Further, in the case of irradiating and detecting the metabolism of an organ with light from one direction (this is called a reflection system), in order to achieve the above-mentioned object, the light irradiation part and the detection part are separated from each other by several centimeters. States that it is necessary. “Monitoring cerebral oxygen metabolism during extracorporeal circulation using near-infrared biometrics” In artificial organ 19 (1) 535-538 (1990), the irradiation unit and the detection unit are 3 to 3 in order to measure oxygen metabolism in the brain. 4 cm
Separated.

[Procedure Amendment 2]

[Document name to be amended] Statement

[Correction target item name] 0011

[Correction method] Change

[Correction content]

In recent years, an endoscope which uses an optical fiber bundle to observe not only the stomach and large intestine but also the inside of blood vessels has been used in general medicine. This endoscope is the body
By directly observing internal organs that cannot be seen from the inside of the body cavity, it is possible to accurately and early diagnose diseases.

[Procedure 3]

[Document name to be amended] Statement

[Correction target item name] 0012

[Correction method] Change

[Correction content]

Further, the endoscope is provided with a hole called a channel, and a treatment tool such as a biopsy forceps or an electric scalpel can be inserted into the body from the outside of the body through the channel to diagnose a lesion portion which cannot be detected by image diagnosis. Used for medical treatment.

[Procedure amendment 4]

[Document name to be amended] Statement

[Name of item to be corrected] 0023

[Correction method] Change

[Correction content]

The probe 6 is internally provided with an irradiation fiber 7 for guiding the irradiation light as the inspection light and a light receiving fiber 8 for guiding the received inspection light along its axial direction. The irradiating fiber 7 is connected to the irradiating surface 7a as an inspection light emitting portion provided on the flat surface 6a of the probe 6, and the light receiving fiber 8 is connected to the flat surface 6a of the probe 6.
It is connected to the light receiving surface 8a as the inspection light receiving portion provided in the. The irradiation surface 7a and the light receiving surface 8a are separated from each other along the axial direction of the probe 6 , and this distance is equal to the distance between the light shielding portions 5b of the catheter 4.

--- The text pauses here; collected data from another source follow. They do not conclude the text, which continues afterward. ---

PR #1186, opened 2019-08-22
Avoid `nodeGroups[0].name must be set` validation error

### LINKED ISSUE #1164: get nodegroups command no longer display all nodegroups
**What happened?**
You can no longer get all nodegroups via a single command. You can only get individual nodegroup settings. 

Expect to display all nodegroups without entering a nodegroup name, which was capable in v0.3.1. At least another flag/option to display all groups. 

**How to reproduce it?**
eksctl get nodegroup --cluster amg-non-prod-use1
[✖]  nodeGroups[0].name must be set

**Versions**
```
eksctl version
[ℹ]  version.Info{BuiltAt:"", GitCommit:"", GitTag:"0.4.0"}
```

errordeveloper:
### Description

This fixes #1164 and related cases of the same error. This is a regression that was introduced by  #1116 and #1124.

### Checklist

- [x] Manually tested

### DIFF
--- a/pkg/ctl/cmdutils/configfile_test.go
+++ b/pkg/ctl/cmdutils/configfile_test.go
@@ -123,11 +123,95 @@ var _ = Describe("cmdutils configfile", func() {
 					ProviderConfig:    &api.ProviderConfig{},
 				}
 
-				Expect(NewCreateClusterLoader(cmd, nil).Load()).To(Succeed())
+				Expect(NewCreateClusterLoader(cmd, NewNodeGroupFilter(), nil, true).Load()).To(Succeed())
 				cfg := cmd.ClusterConfig
 				Expect(cfg.VPC.NAT.Gateway).To(Not(BeNil()))
 				Expect(*cfg.VPC.NAT.Gateway).To(Equal(natTest.expectedGateway))
 			}
+		})
+
+		It("loader should handle named and unnamed nodegroups without config file", func() {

Front Page Continuation (72) Inventor Yasuhiko Omagari 2-43-2 Hatagaya, Shibuya-ku, Tokyo Within Olympus Optical Co., Ltd. (72) Inventor Yoshio Tashiro 2-43-2 Hatagaya, Shibuya-ku, Tokyo Olympus Optics Kogyo Co., Ltd. (72) Inventor Issei Nakamura 2-43-2 Hatagaya, Shibuya-ku, Tokyo Olympus Optical Co., Ltd. (72) Koichi Umeyama 2-43-2 Hatagaya, Shibuya-ku, Tokyo Olympus Optical Industry Co., Ltd. (72) Inventor Yoshinao Daimei 2-43-2 Hatagaya, Shibuya-ku, Tokyo Olympus Optical Industry Co., Ltd. (72) Inventor Seiji Yamaguchi 2-43-2 Hatagaya, Shibuya-ku, Tokyo Olympus Inside Optical Industry Co., Ltd. (72) Inventor Shuichi Takayama 2-43-2 Hatagaya, Shibuya-ku, Tokyo Inside Olympus Optical Industry Co., Ltd.

Claims (1)

[Claims] 1. A metabolic information measuring device for measuring metabolic information of a tissue by detecting an inspection light transmitted through a living tissue, wherein a flexible guide member and an axial direction within the guide member are provided. A metabolic information measuring device comprising: a probe that is movably provided; and a test light emitting unit and an test light receiving unit that receives the test light and that is provided along the axial direction of the probe.